-------- Recorded data
PR #590, opened 2019-03-31
Tried to make slash-rules more readable

iwasherefirst2:
As discussed in the mailing list, I hope this make the edited paragraphs more readable and clear.

Here are some posts that show what kind of problems people had to understand this part of the docs:
https://github.com/git/git-scm.com/issues/1332
https://stackoverflow.com/a/41761521/2311074
https://stackoverflow.com/questions/50028104/claryfing-gitignore-documentation

### DIFF
--- a/Documentation/gitignore.txt
+++ b/Documentation/gitignore.txt
@@ -103,9 +103,9 @@ PATTERN FORMAT
    then the pattern will match in all directories. In other words,
    `foo/` will match `/bar/foo/` and `foo` will match `/bar/foo`.
 
- - The character "`*`" matches anything except "`/`".
-   For example, "foo/*.json" matches
-   "foo/test.json" but not "foo/bar/test.json".
+ - The character "`*`" matches anything except a non trailing slash "`/`".
+   For example, "foo/*" matches
+   "foo/test.json" and "foo/bar/" but not "foo/bar/test.json".
    The character "`?`" matches any one character except "`/`".
    The character "`[]`" matches one character in a selected range.
    See fnmatch(3) and the FNM_PATHNAME flag for a more detailed
--- a/Documentation/gitignore.txt
+++ b/Documentation/gitignore.txt
@@ -89,23 +89,26 @@ PATTERN FORMAT
    Put a backslash ("`\`") in front of the first "`!`" for patterns
    that begin with a literal "`!`", for example, "`\!important!.txt`".
 
- - If the pattern ends with a slash, it is removed for the
-   purpose of the following description, but it would only find
-   a match with a directory.  In other words, `foo/` will match a
-   directory `foo` and paths underneath it, but will not match a
+ - If the pattern ends with a slash, it would only find
+   a match with a directory. In other words, `foo/` will match a
+   directory `foo` anywhere, but will not match a
    regular file or a symbolic link `foo` (this is consistent
    with the way how pathspec works in general in Git).
 
- - If the pattern does not contain a slash '/', Git treats it as
-   a shell glob pattern and checks for a match against the
-   pathname relative to the location of the `.gitignore` file
-   (relative to the toplevel of the work tree if not from a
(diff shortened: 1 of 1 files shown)


Documentation/gitignore.txt
```diff
@@ -89,23 +89,26 @@ PATTERN FORMAT
...
    regular file or a symbolic link `foo` (this is consistent
    with the way how pathspec works in general in Git).
 
- - If the pattern does not contain a slash '/', Git treats it as
-   a shell glob pattern and checks for a match against the
-   pathname relative to the location of the `.gitignore` file
-   (relative to the toplevel of the work tree if not from a
-   `.gitignore` file).
+ - If the pattern contains a slash '/' other then a trailing slash,
+   it is always considered from the root. In other words, `foo/bar`
```
PhilipOakley: I also suspect that "root" maybe a confused location. In Linux/*nix, root is a special place, while on Windows (Git-for-) root either doesn't exist (MS view), or could be anywhere (each bash has its own) depending on view point.

I think it actually means the location of the .gitignore file (and we can have many, repeated at many levels).

The whole .gitignore doc has a long history of confusion...

iwasherefirst2: This is true. Would you think its better to write "[...] is always considered from the location of the `.gitignore` file"?

PhilipOakley: 'It' is certainly worth suggesting. Though maybe "_the pattern_ is always considered from the `.gitignore` file location".

Also note that Git PRs, by them selves, are ignored. Once the checks are OK, one can send them upstream by either send-email, or via gitgitgadget.

I believe the documentation failure maybe that there has bee an update of the toolset. see https://public-inbox.org/git/20190329123520.27549-6-szeder.dev@gmail.com/

iwasherefirst2: Thank you for your help. Does it mean I have to create a fork at https://github.com/gitgitgadget/gitgitgadget, and create a PR with the same content and this PR? And about the documentation error, does it mean I simply have to wait till it gets fixed?

PhilipOakley:
If you are able, you can do the (documentation) checks yourself by using the SDK to have a local build system and directly check that the output formats well in both man view and pdf/html view. If the SDK then direct submission via format-patch/send-email may be quickest. (do you already have the SDK?)

I don't see that there is much to worry about for the CI failure in this case. Interacting with the upstream is probably more important.

iwasherefirst2:
@PhilipOakley I am not sure what you mean with SDK here. Couln't really get anything on google. I will try to push it to the gitgitgat repository.

PhilipOakley:
Hi @iwasherefirst2, The SDK (Software Development Kit) for https://gitforwindows.org/ is linked from the "[Contribute](https://gitforwindows.org/#contribute)" button on that page, should you wish to try that route. The [FAQ ](https://github.com/git-for-windows/git/wiki/FAQ)link takes you to the wiki pages (user editable content) with more details. But go with what works for you.

dscho:
I guess that this PR is now abandoned in favor of https://public-inbox.org/git/20190602090415.5889-1-admin@in-ici.net/#r. Correct, @iwasherefirst2?

iwasherefirst2:
> I guess that this PR is now abandoned in favor of https://public-inbox.org/git/20190602090415.5889-1-admin@in-ici.net/#r. Correct, @iwasherefirst2?

Yes. I thought it doesn't matter if this is closed or not because of
> Git Source Code Mirror - This is a publish-only repository and all pull requests are ignored. 
but I will close it now.

dscho:
> I thought it doesn't matter if this is closed or not because of
> 
> > Git Source Code Mirror - This is a publish-only repository and all pull requests are ignored.
> > but I will close it now.

True, true, but it does run the Azure Pipeline now, and I actually started looking at these PRs ;-) So I'd like only truly active PRs to be open. Thanks for closing this!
----------------
Action item:
Count of lines with "ends": please work it out for the entries above and give the number by itself.

Solved exercise:
2